Records to use:
PR #552, opened 2025-03-03
Add `KafkaEvent` and `MskEvent` triggers

gfinol:
I've added the KafkaEvent. 

This is my first PR to Feral, so feedback is more than welcome (especially if there's anything incorrect).

### DIFF
--- a/lambda/shared/src/main/scala/feral/lambda/events/KafkaEvent.scala
+++ b/lambda/shared/src/main/scala/feral/lambda/events/KafkaEvent.scala
@@ -16,7 +16,7 @@
 
 package feral.lambda.events
 
-import cats.implicits._
+import cats.syntax.all._
 import com.comcast.ip4s.Host
 import com.comcast.ip4s.SocketAddress
 import feral.lambda.events.KafkaRecord.TimestampType
--- a/lambda/shared/src/main/scala/feral/lambda/events/KafkaEvent.scala
+++ b/lambda/shared/src/main/scala/feral/lambda/events/KafkaEvent.scala
@@ -16,6 +16,9 @@
 
 package feral.lambda.events
 
+import cats.implicits._
+import com.comcast.ip4s.Host
+import com.comcast.ip4s.SocketAddress
 import io.circe.Decoder
 import io.circe.KeyDecoder
 import scodec.bits.ByteVector
@@ -31,10 +34,12 @@ object MSKEvent {
       records: Map[TopicPartition, List[KafkaRecord]],
       eventSource: String,
       eventSourceArn: String,
-      bootstrapServers: String
-  ): MSKEvent =
+      bootstrapServers: List[SocketAddress[Host]]
+  ): MSKEvent = {
     Impl(records, eventSource, eventSourceArn, bootstrapServers)
+  }
 
+  import feral.lambda.events.KafkaEvent.bootstrapServersDecoder
   private[events] implicit val decoder: Decoder[MSKEvent] =
     Decoder.forProduct4(
       "records",
@@ -47,7 +52,7 @@ object MSKEvent {
       records: Map[TopicPartition, List[KafkaRecord]],
       eventSource: String,
       eventSourceArn: String,
-      bootstrapServers: String
+      bootstrapServers: List[SocketAddress[Host]]
   ) extends MSKEvent {
     override def productPrefix = "KafkaEvent"
   }
@@ -56,16 +61,28 @@ object MSKEvent {
 sealed abstract class KafkaEvent {
   def records: Map[TopicPartition, List[KafkaRecord]]
   def eventSource: String
-  def bootstrapServers: String
+  def bootstrapServers: List[SocketAddress[Host]]
 }
 
 object KafkaEvent {
   def apply(
       records: Map[TopicPartition, List[KafkaRecord]],
       eventSource: String,
-      bootstrapServers: String
-  ): KafkaEvent =
+      bootstrapServers: List[SocketAddress[Host]]
+  ): KafkaEvent = {
     Impl(records, eventSource, bootstrapServers)
+  }
+
+  private[events] implicit val bootstrapServersDecoder: Decoder[List[SocketAddress[Host]]] =
+    Decoder
+      .decodeString
+      .emap(str =>
+        str
+          .split(",")
+          .toList
+          .map(SocketAddress.fromString)
+          .sequence
+          .toRight(s"Failed to parse bootstrap servers: $str"))
 
   private[events] implicit val decoder: Decoder[KafkaEvent] =
     Decoder.forProduct3(
@@ -77,7 +94,7 @@ object KafkaEvent {
   private final case class Impl(
       records: Map[TopicPartition, List[KafkaRecord]],
       eventSource: String,
-      bootstrapServers: String
+      bootstrapServers: List[SocketAddress[Host]]
   ) extends KafkaEvent {
     override def productPrefix = "KafkaEvent"
   }
@@ -88,7 +105,7 @@ sealed abstract class KafkaRecord {
   def partition: Int
   def offset: Long
   def timestamp: Instant
-  def timestampType: String
+  def timestampType: TimestampType
   def key: ByteVector
   def value: ByteVector
   def headers: List[Map[String, ByteVector]]
@@ -100,7 +117,7 @@ object KafkaRecord {
       partition: Int,
       offset: Long,
       timestamp: Instant,
-      timestampType: String,
+      timestampType: TimestampType,
       key: ByteVector,
       value: ByteVector,
       headers: List[Map[String, List[Int]]]
@@ -130,7 +147,7 @@ object KafkaRecord {
       partition: Int,
       offset: Long,
       timestamp: Instant,
-      timestampType: String,
+      timestampType: TimestampType,
       key: ByteVector,
       value: ByteVector,
       headers: List[Map[String, ByteVector]]
@@ -165,5 +182,17 @@ object TopicPartition {
       partition: Int
   ) extends TopicPartition {
     override def productPrefix = "TopicPartition"
+  }
+}
+
+sealed trait TimestampType
+case object CREATE_TIME extends TimestampType
+case object LOG_APPEND_TIME extends TimestampType
+
+object TimestampType {
+  implicit val decoder: Decoder[TimestampType] = Decoder.decodeString.emap {
+    case "CREATE_TIME" => Right(CREATE_TIME)
+    case "LOG_APPEND_TIME" => Right(LOG_APPEND_TIME)
+    case other => Left(s"Unknown timestamp type: $other")
   }
 }
--- a/lambda/shared/src/main/scala/feral/lambda/events/KafkaEvent.scala
+++ b/lambda/shared/src/main/scala/feral/lambda/events/KafkaEvent.scala
@@ -30,6 +30,9 @@ sealed abstract class MSKEvent extends KafkaEvent {
 }
 
 object MSKEvent {
+  import KafkaEvent.TopicPartition
+  import KafkaEvent.bootstrapServersDecoder
+
   def apply(
       records: Map[TopicPartition, List[KafkaRecord]],
       eventSourceArn: String,
@@ -38,7 +41,6 @@ object MSKEvent {
     Impl(records, eventSourceArn, bootstrapServers)
   }
 
-  import feral.lambda.events.KafkaEvent.bootstrapServersDecoder
   private[events] implicit val decoder: Decoder[MSKEvent] =
     Decoder.forProduct3(
       "records",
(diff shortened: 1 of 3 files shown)


armanbilge:
> There are some fields that appear in one example but not in the other.

I think that's because they are actually examples for two different event types :)

1. Amazon MSK
  https://docs.aws.amazon.com/lambda/latest/dg/with-msk.html#msk-sample-event
2. self-managed Apache Kafka
  https://docs.aws.amazon.com/lambda/latest/dg/with-kafka.html#smaa-sample-event

> I couldn't find an official "event specification" listing all field descriptions.

The TypeScript definitions are another good source of "event specification".

https://github.com/DefinitelyTyped/DefinitelyTyped/tree/b11fef11f3f6e3a45e25a02f03a9fc9f7e204393/types/aws-lambda/trigger

gfinol:
Ups... I missed that! 

Using the TypeScript definitions, I created another type for MSK events, which adds the `eventSourceArn` to the `KafkaEvent`. 

It is ready for review, let me know what do you think

lambda/shared/src/main/scala/feral/lambda/events/KafkaEvent.scala
```diff
@@ -0,0 +1,169 @@
...
+    override def productPrefix = "KafkaEvent"
+  }
+}
+
+sealed abstract class KafkaRecord {
+  def topic: String
+  def partition: Int
+  def offset: Long
+  def timestamp: Instant
+  def timestampType: String
```
armanbilge, line 91: I guess this only has two possible values, so we can model it as an ADT.

https://github.com/DefinitelyTyped/DefinitelyTyped/blob/b11fef11f3f6e3a45e25a02f03a9fc9f7e204393/types/aws-lambda/trigger/msk.d.ts#L14

lambda/shared/src/main/scala/feral/lambda/events/KafkaEvent.scala
```diff
@@ -0,0 +1,169 @@
...
+      eventSourceArn: String,
+      bootstrapServers: String
+  ) extends MSKEvent {
+    override def productPrefix = "KafkaEvent"
+  }
+}
+
+sealed abstract class KafkaEvent {
+  def records: Map[TopicPartition, List[KafkaRecord]]
+  def eventSource: String
```
armanbilge, line 58: Similarly, it seems that `eventSource` has known values for each of the event types. Honestly, I'm not sure how much value this field adds.

https://github.com/DefinitelyTyped/DefinitelyTyped/blob/b11fef11f3f6e3a45e25a02f03a9fc9f7e204393/types/aws-lambda/trigger/msk.d.ts#L14

https://github.com/DefinitelyTyped/DefinitelyTyped/blob/b11fef11f3f6e3a45e25a02f03a9fc9f7e204393/types/aws-lambda/trigger/self-managed-kafka.d.ts#L22

lambda/shared/src/main/scala/feral/lambda/events/KafkaEvent.scala
```diff
@@ -0,0 +1,169 @@
...
+  def bootstrapServers: String
```
armanbilge, line 59: Based on the examples, this looks like it should be a `List[SocketAddress[Host]]`
https://github.com/Comcast/ip4s/blob/0ca38a4e40d7f92f67460eba1f709e28971fcb55/shared/src/main/scala/com/comcast/ip4s/SocketAddress.scala#L24

lambda/shared/src/main/scala/feral/lambda/events/KafkaEvent.scala
gfinol: True, I'll do it!

lambda/shared/src/main/scala/feral/lambda/events/KafkaEvent.scala
gfinol: Totally!

lambda/shared/src/main/scala/feral/lambda/events/KafkaEvent.scala
gfinol: Yes... I am not sure either... 

I think we have three options here:
1. Parse the value
2. Assume it will be always what it is expected
3. Delete the field

Not sure which one is the best, WDYT?

armanbilge: I'm okay with (3), we can always add it in the future if it turns out to be relevant somehow.

lambda/shared/src/main/scala/feral/lambda/events/KafkaEvent.scala
```diff
@@ -0,0 +1,191 @@
...
+      timestampType: TimestampType,
+      key: ByteVector,
+      value: ByteVector,
+      headers: List[Map[String, ByteVector]]
+  ) extends KafkaRecord {
+    override def productPrefix = "KafkaEventRecord"
+  }
+}
+
+sealed abstract class TopicPartition {
```
armanbilge, line 152: Similarly, we can nest this under `KafkaEvent`.

lambda/shared/src/main/scala/feral/lambda/events/KafkaEvent.scala
```diff
@@ -0,0 +1,191 @@
...
+
+sealed abstract class KafkaRecord {
+  def topic: String
+  def partition: Int
+  def offset: Long
+  def timestamp: Instant
+  def timestampType: TimestampType
+  def key: ByteVector
+  def value: ByteVector
+  def headers: List[Map[String, ByteVector]]
```
armanbilge, line 104: This `List[Map[...]]` feels really strange to me ... I don't understand why it's not just `Map[`. Sorry, I should say I'm not familiar with Kafka at all.

Maybe they use this weird representation to try and preserve order? If so, we have better ways to represent that in Scala.

gfinol: I think it is modeled as a `List[Map[...]]` because [Kafka Headers may contain duplicates keys](https://kafka.apache.org/20/javadoc/org/apache/kafka/connect/header/Header.html#key--) (that's a bad practice, but Kafka allows it).

gfinol: I think so... 

There are other options that could also make sense, like `Map[String, List[ByteVector]]`, or just assuming that there are no duplicates with `Map[]` ... But maybe going for the simpler one (`List[(String, ByteVector)]`) is the best option here...

armanbilge: Unfortunately, probably none of those options quite work 😕 we have to allow duplicate headers and we also have to preserve the order.

> Key duplication and ordering
> - Duplicate headers with the same key must be supported.
> - The order of headers must be retained throughout a record's end-to-end lifetime: from producer to consumer.

https://cwiki.apache.org/confluence/pages/viewpage.action?pageId=65871723#KIP82AddRecordHeaders-Keyduplicationandordering

gfinol: The Kafka API for Java uses [Headers](https://github.com/a0x8o/kafka/blob/master/connect/api/src/main/java/org/apache/kafka/connect/header/Headers.java) that is just an iterable of Header. 

I think that given the JSON schema that AWS provides, we should assume that AWS Lambda will give us the Headers ordered inside the Map, with duplicate headers in the following Maps... 

It is the best that we can do, isn't?

armanbilge: > The Kafka API for Java uses [Headers](https://github.com/a0x8o/kafka/blob/master/connect/api/src/main/java/org/apache/kafka/connect/header/Headers.java) that is just an iterable of Header.

Aha, then yes, a `List[(String, ByteVector)]` is appropriate.

> I think that given the JSON schema that AWS provides, we should assume that AWS Lambda will give us the Headers ordered inside the Map, with duplicate headers in the following Maps...

Oh, I was assuming that each map will only contain one pair ... essentially, it's just a way to represent the key/value pair. Especially because there isn't an ordering guarantee for keys.

gfinol: > I was assuming that each map will only contain one pair
Yep... That would make sense. In that case, I think that the current implementation should work as expected.

lambda/shared/src/main/scala/feral/lambda/events/KafkaEvent.scala
```diff
@@ -0,0 +1,206 @@
...
+      key: ByteVector,
+      value: ByteVector,
+      headers: List[(String, ByteVector)]
+  ) extends KafkaRecord {
+    override def productPrefix = "KafkaEventRecord"
+  }
+
+  sealed trait TimestampType
+  case object CREATE_TIME extends TimestampType
+  case object LOG_APPEND_TIME extends TimestampType
```
armanbilge, line 197:
```suggestion
  sealed abstract class TimestampType
  object TimestampType {
    case object CreateTime extends TimestampType
    case object LogAppendTime extends TimestampType
  }
```

armanbilge (commented):
Looking good! Just some final adjustments.

lambda/shared/src/main/scala/feral/lambda/events/KafkaEvent.scala
```diff
@@ -0,0 +1,207 @@
...
+      value: ByteVector,
+      headers: List[(String, ByteVector)]
+  ): KafkaRecord = {
+    Impl(topic, partition, offset, timestamp, timestampType, key, value, headers)
+  }
+
+  private[events] implicit val headersDecoder: Decoder[List[(String, ByteVector)]] = {
+    val byteHeadersDecoder: Decoder[ByteVector] = Decoder.decodeList(Decoder.decodeInt).map {
+      list => ByteVector(list.map(_.toByte).toArray)
+    }
```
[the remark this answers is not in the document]
gfinol: The compiler complains about "Unspecified value parameters: factory: `Factory[NotInferredA, Array[NotInferredA]]`"

So I passed explicitly `Array`, what do you think?
```
val byteHeadersDecoder: Decoder[ByteVector] = Decoder.decodeArray(Decoder.decodeByte, Array).map(ByteVector(_))
```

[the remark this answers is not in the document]
armanbilge: Oh, hmm ... maybe let's do `decodeArray(Decoder.decodeByte, ClassTag.Byte)` ? I have more confidence that this will avoid boxing.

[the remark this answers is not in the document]
gfinol: mmm... The compiler does not it...

Type mismatch. Required: `Factory[NotInferredA, Array[NotInferredA]]`, found: `ManifestFactory.ByteManifest`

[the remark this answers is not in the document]
armanbilge: Gah, sorry! I was look at the wrong API, I was looking at the one for [`ArraySeq`](https://github.com/circe/circe/blob/f5407111aa376e7d71f723a43adac67de8f97c1f/modules/core/shared/src/main/scala-2.13%2B/io/circe/CollectionDecoders.scala#L80). My fault :)

> So I passed explicitly `Array`, what do you think?

Yes, that's right. It looks like it also uses `ClassTag` under-the-hood.

https://github.com/scala/scala3/blob/ad3f69867b4600a3550bf9e76a1fc58091cb5eaf/scala2-library-bootstrapped/src/scala/Array.scala#L47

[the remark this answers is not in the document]
gfinol: Done!

lambda/shared/src/main/scala/feral/lambda/events/KafkaEvent.scala
```diff
@@ -0,0 +1,205 @@
...
+      topic: String,
+      partition: Int,
+      offset: Long,
+      timestamp: Instant,
+      timestampType: TimestampType,
+      key: ByteVector,
+      value: ByteVector,
+      headers: List[(String, ByteVector)]
+  ) extends KafkaRecord {
+    override def productPrefix = "KafkaEventRecord"
```
armanbilge, line 191:
```suggestion
    override def productPrefix = "KafkaRecord"
```

lambda/shared/src/main/scala/feral/lambda/events/KafkaEvent.scala
```diff
@@ -0,0 +1,205 @@
...
+ * Unless required by applicable law or agreed to in writing, software
+ * distributed under the License is distributed on an "AS IS" BASIS,
+ * WITHOUT WARRANTIES OR CONDITIONS OF ANY KIND, either express or implied.
+ * See the License for the specific language governing permissions and
+ * limitations under the License.
+ */
+
+package feral.lambda.events
+
+import cats.implicits._
```
armanbilge, line 19:
```suggestion
import cats.syntax.all._
```

armanbilge (approved):
I think this is ready to go! Good job, these events are not the best documented, so it takes a lot of investigation sometimes 😅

What you need to do:
Only the lines from the top of the data through the line that contains "import scodec.bits.ByteVector" should be quoted, exactly as they stand.

Output for this exercise:
PR #552, opened 2025-03-03
Add `KafkaEvent` and `MskEvent` triggers

gfinol:
I've added the KafkaEvent. 

This is my first PR to Feral, so feedback is more than welcome (especially if there's anything incorrect).

### DIFF
--- a/lambda/shared/src/main/scala/feral/lambda/events/KafkaEvent.scala
+++ b/lambda/shared/src/main/scala/feral/lambda/events/KafkaEvent.scala
@@ -16,7 +16,7 @@
 
 package feral.lambda.events
 
-import cats.implicits._
+import cats.syntax.all._
 import com.comcast.ip4s.Host
 import com.comcast.ip4s.SocketAddress
 import feral.lambda.events.KafkaRecord.TimestampType
--- a/lambda/shared/src/main/scala/feral/lambda/events/KafkaEvent.scala
+++ b/lambda/shared/src/main/scala/feral/lambda/events/KafkaEvent.scala
@@ -16,6 +16,9 @@
 
 package feral.lambda.events
 
+import cats.implicits._
+import com.comcast.ip4s.Host
+import com.comcast.ip4s.SocketAddress
 import io.circe.Decoder
 import io.circe.KeyDecoder
 import scodec.bits.ByteVector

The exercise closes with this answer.